Extracted records Block Start

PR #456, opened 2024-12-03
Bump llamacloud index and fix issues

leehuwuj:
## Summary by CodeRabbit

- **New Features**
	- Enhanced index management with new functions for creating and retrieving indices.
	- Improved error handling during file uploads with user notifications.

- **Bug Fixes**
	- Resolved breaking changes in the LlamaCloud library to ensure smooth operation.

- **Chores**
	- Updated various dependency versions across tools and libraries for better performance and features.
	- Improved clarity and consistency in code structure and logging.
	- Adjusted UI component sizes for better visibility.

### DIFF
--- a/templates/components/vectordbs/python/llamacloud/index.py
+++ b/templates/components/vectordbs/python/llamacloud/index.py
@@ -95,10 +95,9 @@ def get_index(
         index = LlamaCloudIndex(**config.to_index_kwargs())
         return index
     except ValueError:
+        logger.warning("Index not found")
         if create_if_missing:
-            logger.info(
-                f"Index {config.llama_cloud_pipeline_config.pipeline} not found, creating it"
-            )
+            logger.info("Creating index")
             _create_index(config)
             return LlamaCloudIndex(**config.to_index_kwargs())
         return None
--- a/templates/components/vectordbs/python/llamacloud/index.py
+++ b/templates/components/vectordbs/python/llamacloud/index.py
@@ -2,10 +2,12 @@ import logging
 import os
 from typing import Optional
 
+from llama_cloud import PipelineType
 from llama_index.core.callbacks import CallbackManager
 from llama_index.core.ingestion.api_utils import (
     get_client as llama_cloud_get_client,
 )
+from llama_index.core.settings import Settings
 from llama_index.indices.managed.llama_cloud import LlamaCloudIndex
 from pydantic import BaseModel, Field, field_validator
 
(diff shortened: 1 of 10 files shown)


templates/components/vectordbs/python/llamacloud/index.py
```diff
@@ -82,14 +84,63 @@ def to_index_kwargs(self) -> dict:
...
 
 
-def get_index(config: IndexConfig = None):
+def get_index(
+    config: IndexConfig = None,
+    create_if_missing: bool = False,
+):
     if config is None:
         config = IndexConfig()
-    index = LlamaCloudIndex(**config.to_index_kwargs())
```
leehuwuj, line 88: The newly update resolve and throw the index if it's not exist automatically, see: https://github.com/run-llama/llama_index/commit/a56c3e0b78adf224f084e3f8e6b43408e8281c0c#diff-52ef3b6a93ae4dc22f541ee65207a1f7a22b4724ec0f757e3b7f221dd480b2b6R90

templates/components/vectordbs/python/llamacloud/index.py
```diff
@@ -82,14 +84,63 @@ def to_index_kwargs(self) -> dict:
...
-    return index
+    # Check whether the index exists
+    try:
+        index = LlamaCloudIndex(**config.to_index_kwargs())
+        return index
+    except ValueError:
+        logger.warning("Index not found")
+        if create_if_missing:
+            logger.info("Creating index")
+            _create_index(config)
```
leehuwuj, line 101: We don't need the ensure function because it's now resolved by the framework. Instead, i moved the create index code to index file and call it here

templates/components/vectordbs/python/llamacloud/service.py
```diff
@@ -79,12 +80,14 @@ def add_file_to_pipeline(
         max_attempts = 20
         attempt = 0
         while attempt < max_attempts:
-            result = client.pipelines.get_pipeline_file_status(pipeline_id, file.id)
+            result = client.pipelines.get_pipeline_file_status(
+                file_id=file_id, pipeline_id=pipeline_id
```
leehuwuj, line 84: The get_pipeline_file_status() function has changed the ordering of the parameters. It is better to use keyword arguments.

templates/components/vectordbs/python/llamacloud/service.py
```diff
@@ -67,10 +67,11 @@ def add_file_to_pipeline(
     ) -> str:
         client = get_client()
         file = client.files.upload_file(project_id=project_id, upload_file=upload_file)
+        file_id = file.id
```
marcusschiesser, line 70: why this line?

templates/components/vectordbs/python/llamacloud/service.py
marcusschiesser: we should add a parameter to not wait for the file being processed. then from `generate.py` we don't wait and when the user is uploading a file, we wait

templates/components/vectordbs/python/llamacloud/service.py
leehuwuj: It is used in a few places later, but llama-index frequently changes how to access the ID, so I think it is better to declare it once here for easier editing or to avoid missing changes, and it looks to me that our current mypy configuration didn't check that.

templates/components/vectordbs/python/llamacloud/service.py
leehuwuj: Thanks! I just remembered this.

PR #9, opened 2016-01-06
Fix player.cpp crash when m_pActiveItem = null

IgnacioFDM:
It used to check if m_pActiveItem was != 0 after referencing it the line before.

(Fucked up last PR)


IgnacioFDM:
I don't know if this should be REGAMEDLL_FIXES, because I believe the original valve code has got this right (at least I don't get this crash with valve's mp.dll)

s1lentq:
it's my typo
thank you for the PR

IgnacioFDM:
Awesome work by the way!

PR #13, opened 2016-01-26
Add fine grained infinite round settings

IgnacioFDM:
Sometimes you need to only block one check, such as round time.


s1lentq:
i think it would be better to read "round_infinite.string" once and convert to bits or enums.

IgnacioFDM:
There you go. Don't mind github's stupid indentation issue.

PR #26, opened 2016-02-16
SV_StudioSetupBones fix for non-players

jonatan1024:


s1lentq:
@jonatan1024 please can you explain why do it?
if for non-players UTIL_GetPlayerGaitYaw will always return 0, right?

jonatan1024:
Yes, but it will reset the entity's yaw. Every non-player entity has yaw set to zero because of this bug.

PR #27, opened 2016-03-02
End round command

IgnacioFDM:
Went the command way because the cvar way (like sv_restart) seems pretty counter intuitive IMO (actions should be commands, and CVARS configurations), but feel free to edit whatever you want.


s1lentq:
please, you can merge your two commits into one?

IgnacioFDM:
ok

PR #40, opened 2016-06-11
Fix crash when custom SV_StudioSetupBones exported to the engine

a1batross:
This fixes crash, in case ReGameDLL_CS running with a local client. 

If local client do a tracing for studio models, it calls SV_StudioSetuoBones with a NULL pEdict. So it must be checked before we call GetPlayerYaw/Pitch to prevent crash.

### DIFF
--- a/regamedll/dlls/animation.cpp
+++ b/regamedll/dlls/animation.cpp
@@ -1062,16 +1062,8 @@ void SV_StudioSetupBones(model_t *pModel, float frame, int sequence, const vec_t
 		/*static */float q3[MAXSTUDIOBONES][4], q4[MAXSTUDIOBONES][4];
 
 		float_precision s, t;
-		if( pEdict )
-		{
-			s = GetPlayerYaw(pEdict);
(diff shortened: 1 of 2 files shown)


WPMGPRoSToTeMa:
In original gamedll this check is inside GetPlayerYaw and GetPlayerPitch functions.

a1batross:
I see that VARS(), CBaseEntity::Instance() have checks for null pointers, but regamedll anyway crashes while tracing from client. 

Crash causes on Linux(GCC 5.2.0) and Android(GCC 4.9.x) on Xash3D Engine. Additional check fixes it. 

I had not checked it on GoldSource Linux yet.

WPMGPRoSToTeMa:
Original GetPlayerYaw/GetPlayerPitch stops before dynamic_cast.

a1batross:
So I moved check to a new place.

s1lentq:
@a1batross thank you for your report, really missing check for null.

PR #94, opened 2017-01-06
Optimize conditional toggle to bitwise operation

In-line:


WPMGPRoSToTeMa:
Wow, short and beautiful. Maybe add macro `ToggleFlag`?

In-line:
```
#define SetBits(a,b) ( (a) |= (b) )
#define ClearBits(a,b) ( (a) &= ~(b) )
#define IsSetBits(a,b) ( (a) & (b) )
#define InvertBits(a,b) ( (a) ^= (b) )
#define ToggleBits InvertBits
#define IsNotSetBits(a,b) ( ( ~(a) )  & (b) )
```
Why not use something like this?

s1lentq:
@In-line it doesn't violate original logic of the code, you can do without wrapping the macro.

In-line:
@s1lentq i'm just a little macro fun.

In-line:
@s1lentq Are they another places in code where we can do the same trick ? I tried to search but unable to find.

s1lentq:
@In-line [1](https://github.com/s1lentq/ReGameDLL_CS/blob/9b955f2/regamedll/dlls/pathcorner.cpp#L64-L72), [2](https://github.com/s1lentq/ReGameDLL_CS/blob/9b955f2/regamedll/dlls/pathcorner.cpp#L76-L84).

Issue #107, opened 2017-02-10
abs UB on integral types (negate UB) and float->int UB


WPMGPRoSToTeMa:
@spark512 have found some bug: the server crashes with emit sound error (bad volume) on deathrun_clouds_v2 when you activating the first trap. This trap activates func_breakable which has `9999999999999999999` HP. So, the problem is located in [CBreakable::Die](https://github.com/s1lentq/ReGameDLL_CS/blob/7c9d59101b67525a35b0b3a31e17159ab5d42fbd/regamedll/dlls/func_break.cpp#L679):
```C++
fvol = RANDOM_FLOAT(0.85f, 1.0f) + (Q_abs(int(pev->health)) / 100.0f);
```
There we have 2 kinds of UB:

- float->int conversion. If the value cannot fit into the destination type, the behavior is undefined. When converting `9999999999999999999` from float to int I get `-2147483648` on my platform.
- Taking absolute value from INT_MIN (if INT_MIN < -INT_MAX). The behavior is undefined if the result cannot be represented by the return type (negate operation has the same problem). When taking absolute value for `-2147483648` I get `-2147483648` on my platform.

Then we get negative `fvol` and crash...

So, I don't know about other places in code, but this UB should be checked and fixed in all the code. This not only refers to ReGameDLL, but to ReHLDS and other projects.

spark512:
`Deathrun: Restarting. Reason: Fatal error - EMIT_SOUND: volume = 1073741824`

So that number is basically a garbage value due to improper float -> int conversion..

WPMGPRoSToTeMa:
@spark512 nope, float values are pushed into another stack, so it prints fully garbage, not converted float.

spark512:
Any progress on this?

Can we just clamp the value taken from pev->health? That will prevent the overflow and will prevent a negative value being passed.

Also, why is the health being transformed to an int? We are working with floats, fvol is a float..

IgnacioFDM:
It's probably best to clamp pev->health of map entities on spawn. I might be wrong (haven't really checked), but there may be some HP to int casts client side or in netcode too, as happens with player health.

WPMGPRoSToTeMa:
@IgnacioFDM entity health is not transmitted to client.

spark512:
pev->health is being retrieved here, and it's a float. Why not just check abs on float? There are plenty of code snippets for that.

Extracted records Block End

One number is the whole answer: how many lines in the records contain "IndexConfig".

3